In these months, Trump has sometimes been reactive, talking about expelling the entire population from Gaza, sanctioning the International Criminal Court, having his ambassador pressure Israeli judges handling cases against the Likud leader. But he has also distanced himself in unique ways, such as directly negotiating with Hamas, something the U.S. had never done. Or forcing Netanyahu to apologize by phone, with an iconic photo of the moment, to Qatar for attacking the Palestinian negotiating delegation in Doha. Similarly, he has leaked some calls between them, shouting at him or reproaching him for "always being negative," as happened just a few days ago.

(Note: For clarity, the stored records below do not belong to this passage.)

PR #451, opened 2021-06-03
Clean up after the rewrite from Python to C

andreabolognani:


andreabolognani:
Never mind, I just noticed that https://github.com/stefanberger/swtpm/pull/450 already contains most of these changes 🤦

stefanberger:
Yes, gcc-11 got picky but not necessarily smarter... Trying scratch builds now. Thanks anyway.

PR #452, opened 2021-06-03
Improvements to rpm build

andreabolognani:
Plus a couple of extras :)

While working on #451, I struggled to validate my changes: after this PR, the process should hopefully result a bit more straightforward.


stefanberger (commented):
The reason why I was keeping swtpm.spec around was to be able to install dependencies via the spec file without having to go through configure.

stefanberger:
Thanks.

andreabolognani:
> The reason why I was keeping swtpm.spec around was to be able to install dependencies via the spec file without having to go through configure.

Oh yeah, that makes sense... Now that you mention it, I forgot to update the `INSTALL` file to match my changes!

Do you want me to reintroduce the `swtpm.spec` file? Alternative approaches that I can think of:

* document a shell command that grabs all `BuildRequires` from `swtpm.spec.in` and prints them out in a form that can be passed directly to `yum install`;
* create an `INSTALL.RPM-DEPS` file that contains the list of dependencies; we could also have a matching `INSTALL.DEB-DEPS` file and point users to those, making the list of packages as it currently exists in `INSTALL` (as well as the note about `build-essential` etc.) unnecessary.

Let me know which approach you prefer and I'll try to get it done :)

stefanberger:
I would avoid another file with the same content as the spec file. I can also re-introduce swtpm.spec now, not a problem. I you need to update `INSTALL`, please send a PR.

PR #460, opened 2021-06-15
swtpm: Fix SWTPM names in comments and messages

franciozzy:
Some of the code comes from libtpms, where various methods are named
"TPM_Something". The swtpm version of these methods are named
"SWTPM_Something". However, certain debug/log messages and comments were
updated accordingly to reflect that.

This is a cosmetic change that fixes that.

Signed-off-by: Felipe Franciosi <felipe@nutanix.com>


stefanberger:
Thanks.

Experts in the Middle East, negotiators, those who have closely followed the region in recent decades, are also digesting a new phase. Many detest the proposal on the table because they see it as incomplete, insufficient, full of cracks. But they cling to it because there is nothing better, nor can they conceive of anything better right now. They believe that ignoring Palestinian leaders and resurrecting the figure of a pseudo-mandate, especially with a Briton like Tony Blair at the helm, is degrading. But perhaps it is the only way to stop the killing on the ground. They believe that Trump is an impossible, divisive, brutally partial and unpredictable figure, with his own agenda to urbanize and develop the absurd area. But he is the only one with enough strength to force Israel and to use his influence with the Gulf countries to seek something much more ambitious, which could offer Tel Aviv a much more satisfactory framework of stability and security.

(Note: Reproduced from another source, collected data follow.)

PR #470, opened 2021-06-23
swtpm: Issue fsync to ensure state data reaches disk

Etsukata:
Add fsync(2) before rename(2) for temp file to ensure data reaches disk
and for directory which containing state file to ensure directory entry
also reaches disk.

### DIFF
--- a/src/swtpm/swtpm_nvfile.c
+++ b/src/swtpm/swtpm_nvfile.c
@@ -457,6 +457,7 @@ SWTPM_NVRAM_StoreData_Intern(const unsigned char *data,
     uint32_t      lrc;
     int           irc;
     int           fd = -1;
+    int           dir_fd = -1;
     char          tmpfile[FILENAME_MAX];  /* rooted temporary file */
     char          filename[FILENAME_MAX]; /* rooted file name from name */
     unsigned char *filedata = NULL;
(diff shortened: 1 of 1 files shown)


Etsukata:
Ref: LWN "Ensuring data reaches disk" https://lwn.net/Articles/457667/

src/swtpm/swtpm_nvfile.c
```diff
@@ -532,6 +533,17 @@ SWTPM_NVRAM_StoreData_Intern(const unsigned char *data,
             rc = TPM_FAIL;
         }
     }
+    if (rc == 0 && fd >= 0) {
+        TPM_DEBUG("  SWTPM_NVRAM_StoreData: Syncing file %s\n", tmpfile);
+        irc = fsync(fd);
```
stefanberger, line 538: I understand this part.

src/swtpm/swtpm_nvfile.c
```diff
@@ -557,6 +569,39 @@ SWTPM_NVRAM_StoreData_Intern(const unsigned char *data,
         }
     }
 
+    if (rc == 0 && fd >= 0) {
+        TPM_DEBUG(" SWTPM_NVRAM_StoreData: Opening dir %s\n", state_directory);
+        dir_fd = open(state_directory, O_RDONLY);
```
stefanberger, line 574: But why do we need to sync on the whole directory if we are only writing a file? Can you give me a pointer to read why this would be necessary?

Etsukata: Sure.
Man fsync(2): https://man7.org/linux/man-pages/man2/fdatasync.2.html

> Calling fsync() does not necessarily ensure that the entry in the
> directory containing the file has also reached disk.  For that an
> explicit fsync() on a file descriptor for the directory is also
> needed.

stefanberger: Can you add a comment to the code that indicates that this is necessary, please.

Etsukata: Sure, done.

src/swtpm/swtpm_nvfile.c
```diff
@@ -532,6 +533,17 @@ SWTPM_NVRAM_StoreData_Intern(const unsigned char *data,
             rc = TPM_FAIL;
         }
     }
+    if (rc == 0 && fd >= 0) {
+        TPM_DEBUG("  SWTPM_NVRAM_StoreData: Syncing file %s\n", tmpfile);
+        irc = fsync(fd);
+        if (irc != 0) {
+            logprintf(STDERR_FILENO,
+                      "SWTPM_NVRAM_StoreData: Error (fatal) syncing file\n");
```
pksnx, line 541: Would be good to print the _errno_ value for this and the other _fsync()_ calls below.

Etsukata: Reasonable. I'll change that.

stefanberger:
Thanks.

Etsukata:
This PR caused AppArmore/libvirt issue https://github.com/stefanberger/swtpm/issues/484

Issue #461, opened 2021-06-16
Feature proposal: pluggable storage backends


franciozzy:
**Overview**
Today SWTPM only supports writing TPM state as files in a filesystem. That is too restrictive for deployments that store VM data in external storage infrastructures accessible via NVMeOF, iSCSI, S3, &c. Using external storage is particularly relevant for VMs that are protected by high-availability features, where a host crash is handled by VMs restarting elsewhere. In those cases, the TPM data *must* be synchronously stored outside of the host.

Furthermore, Trump has a profile that allows exploring unimaginable paths for an unthinkable moment. Because the situation, from a geostrategic point of view, is unprecedented. Israel has never had such overwhelming military dominance, almost neutralizing all its enemies. In the 90s, the great security obsession was Syria, then Iran. Now Netanyahu can bomb seven rivals almost simultaneously with almost no consequences. At the same time, Palestine has never had so much support. In Europe, the Global South, the UN, and even on campuses and gradually in U.S. public opinion. And it has never seemed more fragile, weak, without any political power. And all this alongside a U.S. with immense military and economic power, willing to use it.

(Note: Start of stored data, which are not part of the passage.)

PR #491, opened 2021-07-20
Improvements to .gitignore

nchevsky:
- Add auto-generated files `debian/autoreconf.*`
- Remove `*.patch` (Quilt requires these under `debian/patches/`)

Avoids the following untracked files after a build:
```
Untracked files:
  (use "git add <file>..." to include in what will be committed)
        debian/autoreconf.after
        debian/autoreconf.before
```

### DIFF
--- a/.gitignore
+++ b/.gitignore
@@ -8,7 +8,6 @@
 *.la
 *.lo
 *.o
-*.patch
 *~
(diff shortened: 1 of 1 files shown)


stefanberger:
Thanks.

PR #496, opened 2021-07-21
Remove obsolete manpage for swtpm_setup.sh(8)

nchevsky:
swtpm_setup.sh was replaced by swtpm_setup in v0.5.0.

This change was green-lighted in [this discussion](https://github.com/stefanberger/swtpm/commit/3d75c96537384eafd78943844cbc2179ac70fe65#commitcomment-53761589).


stefanberger:
Can you run `./configure` so you also get the change in `swtpm.spec`?

stefanberger:
LGTM.

nchevsky:
> Can you run `./configure` so you also get the change in `swtpm.spec`?

Done, but the reason `swtpm.spec` didn't make it into my original commit is that it's listed in `.gitignore` (as IMO it should be, like any other auto-generated file). We should consider either:

1. not shipping `swtpm.spec` at all (my recommendation, though I see it was [recently readded](https://github.com/stefanberger/swtpm/commit/7f1f1fff467fb33a1f183f369842b654dec4d678) deliberately), or
2. removing `swtpm.spec` from `.gitignore` if you really want to continue to ship this auto-generated file.

Let me know if you'd like me to do either of these in another pull request. 🙂

stefanberger:
I have used swtpm.spec to install dependencies without having to go through the cumbersome `./configure` to install dependencies so often that I thought it was a convenient script to have in the repo to get started quickly, at least on Fedora.

I would  then opt for 2).

PR #102, opened 2013-08-03
Gtk UI: Fix UnicodeDecodeError after downloads are finished (bug 1834)

pluton8:
When all downloads/syncs are finished, gPodder displays a summary of
downloaded episodes, having cut the titles if they are too long.
However, Russian descriptions are regular, non-unicode python strings,
and gPodder may cut only a part of a multi-byte UTF-8 sequence. It
causes an exception like this:
UnicodeDecodeError: 'utf8' codec can't decode byte 0xbe in position 51:
invalid start byte

This patch fixes that by converting the title to a unicode string if
it's not unicode.

This bug is similar to bug 1825, commit
e1ce9b0551d6380514d255ec03d3609c574860c8.

### DIFF
--- a/src/gpodder/gtkui/main.py
+++ b/src/gpodder/gtkui/main.py
@@ -1428,6 +1428,9 @@ class gPodder(BuilderWidget, dbus.service.Object):
 
         result = []
         for title in episode_list[:min(len(episode_list), max_episodes)]:
+            # Bug 1834: make sure title is a unicode string,
+            # so it may be cut correctly on UTF-8 char boundaries
+            title = util.convert_bytes(title)
             if len(title) > MAX_TITLE_LENGTH:
                 middle = (MAX_TITLE_LENGTH/2)-2
                 title = '%s...%s' % (title[0:middle], title[-middle:])


alexweissman:
I'm having a related problem in v3.9.0, but with the "sync device" feature - specifically, when generating the playlist.  See [bug 1368](https://bugs.gpodder.org/show_bug.cgi?id=1368).  It would appear the gPodder gets stuck when trying to write a UTF8 filename to the playlist file:

```
ERROR: Uncaught exception: Traceback (most recent call last):
  File "C:\Program Files (x86)\gPodder\src\gpodder\gtkui\desktop\sync.py", line 282, in check_free_space
    resume_sync([],[],None)
  File "C:\Program Files (x86)\gPodder\src\gpodder\gtkui\desktop\sync.py", line 193, in resume_sync
    playlist.write_m3u(episodes_for_playlist)
  File "C:\Program Files (x86)\gPodder\src\gpodder\gtkui\desktop\deviceplaylist.py", line 110, in write_m3u
    filename = self.get_absolute_filename_for_playlist(current_episode)
  File "C:\Program Files (x86)\gPodder\src\gpodder\gtkui\desktop\deviceplaylist.py", line 89, in get_absolute_filename_for_playlist
    filename = os.path.join(util.relpath(self.mountpoint, self._config.device_sync.device_folder), filename)
  File "C:\Python27\Lib\ntpath.py", line 84, in join
    result_path = result_path + p_path
UnicodeDecodeError: 'utf8' codec can't decode byte 0x97 in position 53: invalid start byte
```

PR #115, opened 2014-02-28
signature is in the url itself now, not as an extra parameter any longer

pieska:
youtube changed the API again but this time for the better. they now include the signature in the URL, before this change it was an extra parameter.


snehalparmar:
thanks a lot, it worked for me on my ubuntu 14.04

PR #126, opened 2015-02-10
Show covers directly after adding feeds (bug 1987)

niklasf:
When adding a new podcast feed a cover will get downloaded in the
background. Once it is finished gPodder.cover_download_finished() calls
PodcastListModel.add_cover_by_channel(), however by then a placeholder
cover will already be in the cache and the new cover will not be shown.

cover_download_finished() is the only caller of add_cover_by_channel(),
so generally clearing the cache when adding a new cover should be fine.

I reported this as https://bugs.gpodder.org/show_bug.cgi?id=1987, earlier.


thp:
Great, I had this issue also a few times, but never bothered to investigate. Good work!

PR #127, opened 2015-02-11
Detect The Escapist IP Bans

somini:
As I said in the mailing list, The Escapist banned my IP (but they lifted it a few days ago, 2 weeks tops), so I was seeing some strange results.

This PR fixes that issue by raising an error when the JSON they provide contains only ads. The ideal thing was to redirect the request through a proxy of some kind, because I'm pretty sure the MP4 link works.

### DIFF
--- a/src/gpodder/escapist_videos.py
+++ b/src/gpodder/escapist_videos.py
@@ -68,7 +68,7 @@ def get_real_download_url(url):
 
     data_config_url = data_config_frag.group(1)
 
-    logger.debug("Config URL: "+data_config_url)
+    logger.debug('Config URL: %s', data_config_url)
 
     data_config_data = util.urlopen(data_config_url).read().decode('utf-8')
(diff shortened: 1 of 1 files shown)


thp:
Hm, why did they block the IP? Maybe we shouldn't be trying to work around their restrictions?

src/gpodder/escapist_videos.py
```diff
@@ -68,6 +68,8 @@ def get_real_download_url(url):
 
     data_config_url = data_config_frag.group(1)
 
+    logger.debug("Config URL: "+data_config_url)
```
thp: If you need this log call, don't use string concatenation, but use:

```
logger.debug('Config URL: %s', data_config_url)
```

somini:
I fixed that logger call.

As for the IP ban, it's probably because I've been testing and made a little too much requests. As it stands it just detects the ban, doesn't really circumvents it in any form.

The White House presents this success in biblical terms, saying "blessed are the peacemakers". And it is undoubtedly an injection of optimism and confidence that will be felt in all scenarios, from commercial to the NATO world. It can give the president renewed strength to pressure Vladimir Putin, after losing faith in the relationship opportunities he thought he had with the Russian leader. And Trump's personal involvement, placing himself at the top of the governance process in the Strip, can ensure his constant pressure. But at the same time, it is a huge risk. For his reputation if he fails. For his mood if he is frustrated by the results. For his ambition if he succeeds.